PR #2294, opened 2021-05-21
[10.0][FIX] l10n_it_intrastat_statement: la rettifica può essere legata a un periodo di tipo diverso

SimoRubi:
https://github.com/OCA/l10n-italy/issues/2293 per `10.0`

--

### DIFF
--- a/l10n_it_intrastat_statement/tests/test_intrastat_statement.py
+++ b/l10n_it_intrastat_statement/tests/test_intrastat_statement.py
@@ -163,6 +163,30 @@ class TestIntrastatStatement (AccountingTestCase):
         # Last line is section line, for quarter report it should be 64 chars
         self.assertEqual(len(file_content.splitlines()[-1]), 64)
 
+    def test_statement_sale_quarter_adjustment_period(self):
+        """Check that sale adjustments can be in a different period type"""
+        invoice = self._get_intrastat_computed_invoice()
+        month = fields.Date.from_string(invoice.date_invoice).month
+        quarter = 1 + (month - 1) // 3
+        statement = self.statement_model.create({
+            'period_number': quarter,
+            'period_type': 'T',
+        })
+        statement.compute_statement()
+
+        adjustment_vat_code = 'adjust_vat'
+        statement.sale_section2_ids = [(0, 0, {
+            'partner_id': invoice.partner_id.id,
+            'vat_code': adjustment_vat_code,
+            'sign_variation': '+',
+            'year_id': fields.Date.from_string(invoice.date_invoice).year - 1,
+            'month': 1,
+        })]
+        file_content = statement \
+            .with_context(sale=True) \
+            .generate_file_export()
+        self.assertIn(adjustment_vat_code, file_content)
+
     def test_statement_purchase(self):
         bill = self._get_intrastat_computed_bill()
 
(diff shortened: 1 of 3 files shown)


l10n_it_intrastat_statement/tests/test_intrastat_statement.py
```diff
@@ -163,6 +163,30 @@ def test_statement_sale_quarter(self):
         # Last line is section line, for quarter report it should be 64 chars
         self.assertEqual(len(file_content.splitlines()[-1]), 64)
 
+    def test_statement_sale_quarter_adjustment_period(self):
+        """Check that sale adjustments can be in a different period type"""
+        invoice = self._get_intrastat_computed_invoice()
+        month = fields.Date.from_string(invoice.date_invoice).month
+        quarter = 1 + (month - 1) // 3
```
sergiocorato, line 170: Operator `//` in python2 exists?

l10n_it_intrastat_statement/tests/test_intrastat_statement.py
```diff
@@ -163,6 +163,30 @@ def test_statement_sale_quarter(self):
...
+        })
+        statement.compute_statement()
+
+        adjustment_vat_code = 'adjust_vat'
+        statement.sale_section2_ids = [(0, 0, {
+            'partner_id': invoice.partner_id.id,
+            'vat_code': adjustment_vat_code,
+            'sign_variation': '+',
+            'year_id': fields.Date.from_string(invoice.date_invoice).year,
+            'month': 1,
```
sergiocorato, line 183: `month` perhaps?

l10n_it_intrastat_statement/tests/test_intrastat_statement.py
OpenCode: Yes: https://docs.python.org/2.7/reference/lexical_analysis.html#operators

l10n_it_intrastat_statement/tests/test_intrastat_statement.py
SimoRubi: Here I am testing that the adjustment can be in a different period type than the `statement` so it doesn't have to be related to the `statement`'s month.
`month` is only used to compute the `quarter` of the `statement`.

l10n_it_intrastat_statement/tests/test_intrastat_statement.py
sergiocorato: Thanks

l10n_it_intrastat_statement/tests/test_intrastat_statement.py
sergiocorato: In this way (putting always 1 as `month`), in the first three month of the year month would be in the same quarter of statement, is it wanted?

SimoRubi: The code now allows the period stated in the adjustment to be independent from the period of the `statement` and this is what this test case is checking.
Anyway, I understand that this wouldn't be a realistic use-case when they are overlapping, so I changed the adjustment's year; can you check?

BTW, thanks for the review :)

sergiocorato: Ok (I don't use this version anyway)

sergiocorato (approved):

SimoRubi:
> What a great day to merge this nice PR. Let's do it!
> Prepared branch [10.0-ocabot-merge-pr-2294-by-sergiocorato-bump-patch](https://github.com/OCA/l10n-italy/commits/10.0-ocabot-merge-pr-2294-by-sergiocorato-bump-patch), awaiting test results.

Credo si sia un po' piantato, @sergiocorato posso fare qualcosa?

sergiocorato:
vero, vediamo se serve a qualcosa:
/ocabot merge patch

☆ ☆ ☆

* **Problem statement**
Transcribe the entries exactly.

* **Solution to this exercise**
PR #2294, opened 2021-05-21
[10.0][FIX] l10n_it_intrastat_statement: la rettifica può essere legata a un periodo di tipo diverso

SimoRubi:
https://github.com/OCA/l10n-italy/issues/2293 per `10.0`

--

### DIFF
--- a/l10n_it_intrastat_statement/tests/test_intrastat_statement.py
+++ b/l10n_it_intrastat_statement/tests/test_intrastat_statement.py
@@ -163,6 +163,30 @@ class TestIntrastatStatement (AccountingTestCase):
         # Last line is section line, for quarter report it should be 64 chars
         self.assertEqual(len(file_content.splitlines()[-1]), 64)
 
+    def test_statement_sale_quarter_adjustment_period(self):
+        """Check that sale adjustments can be in a different period type"""
+        invoice = self._get_intrastat_computed_invoice()
+        month = fields.Date.from_string(invoice.date_invoice).month
+        quarter = 1 + (month - 1) // 3
+        statement = self.statement_model.create({
+            'period_number': quarter,
+            'period_type': 'T',
+        })
+        statement.compute_statement()
+
+        adjustment_vat_code = 'adjust_vat'
+        statement.sale_section2_ids = [(0, 0, {
+            'partner_id': invoice.partner_id.id,
+            'vat_code': adjustment_vat_code,
+            'sign_variation': '+',
+            'year_id': fields.Date.from_string(invoice.date_invoice).year - 1,
+            'month': 1,
+        })]
+        file_content = statement \
+            .with_context(sale=True) \
+            .generate_file_export()
+        self.assertIn(adjustment_vat_code, file_content)
+
     def test_statement_purchase(self):
         bill = self._get_intrastat_computed_bill()
 
(diff shortened: 1 of 3 files shown)


l10n_it_intrastat_statement/tests/test_intrastat_statement.py
```diff
@@ -163,6 +163,30 @@ def test_statement_sale_quarter(self):
         # Last line is section line, for quarter report it should be 64 chars
         self.assertEqual(len(file_content.splitlines()[-1]), 64)
 
+    def test_statement_sale_quarter_adjustment_period(self):
+        """Check that sale adjustments can be in a different period type"""
+        invoice = self._get_intrastat_computed_invoice()
+        month = fields.Date.from_string(invoice.date_invoice).month
+        quarter = 1 + (month - 1) // 3
```
sergiocorato, line 170: Operator `//` in python2 exists?

l10n_it_intrastat_statement/tests/test_intrastat_statement.py
```diff
@@ -163,6 +163,30 @@ def test_statement_sale_quarter(self):
...
+        })
+        statement.compute_statement()
+
+        adjustment_vat_code = 'adjust_vat'
+        statement.sale_section2_ids = [(0, 0, {
+            'partner_id': invoice.partner_id.id,
+            'vat_code': adjustment_vat_code,
+            'sign_variation': '+',
+            'year_id': fields.Date.from_string(invoice.date_invoice).year,
+            'month': 1,
```
sergiocorato, line 183: `month` perhaps?

l10n_it_intrastat_statement/tests/test_intrastat_statement.py
OpenCode: Yes: https://docs.python.org/2.7/reference/lexical_analysis.html#operators

l10n_it_intrastat_statement/tests/test_intrastat_statement.py
SimoRubi: Here I am testing that the adjustment can be in a different period type than the `statement` so it doesn't have to be related to the `statement`'s month.
`month` is only used to compute the `quarter` of the `statement`.

l10n_it_intrastat_statement/tests/test_intrastat_statement.py
sergiocorato: Thanks

l10n_it_intrastat_statement/tests/test_intrastat_statement.py
sergiocorato: In this way (putting always 1 as `month`), in the first three month of the year month would be in the same quarter of statement, is it wanted?

SimoRubi: The code now allows the period stated in the adjustment to be independent from the period of the `statement` and this is what this test case is checking.
Anyway, I understand that this wouldn't be a realistic use-case when they are overlapping, so I changed the adjustment's year; can you check?

BTW, thanks for the review :)

sergiocorato: Ok (I don't use this version anyway)

sergiocorato (approved):

SimoRubi:
> What a great day to merge this nice PR. Let's do it!
> Prepared branch [10.0-ocabot-merge-pr-2294-by-sergiocorato-bump-patch](https://github.com/OCA/l10n-italy/commits/10.0-ocabot-merge-pr-2294-by-sergiocorato-bump-patch), awaiting test results.

Credo si sia un po' piantato, @sergiocorato posso fare qualcosa?

sergiocorato:
vero, vediamo se serve a qualcosa:
/ocabot merge patch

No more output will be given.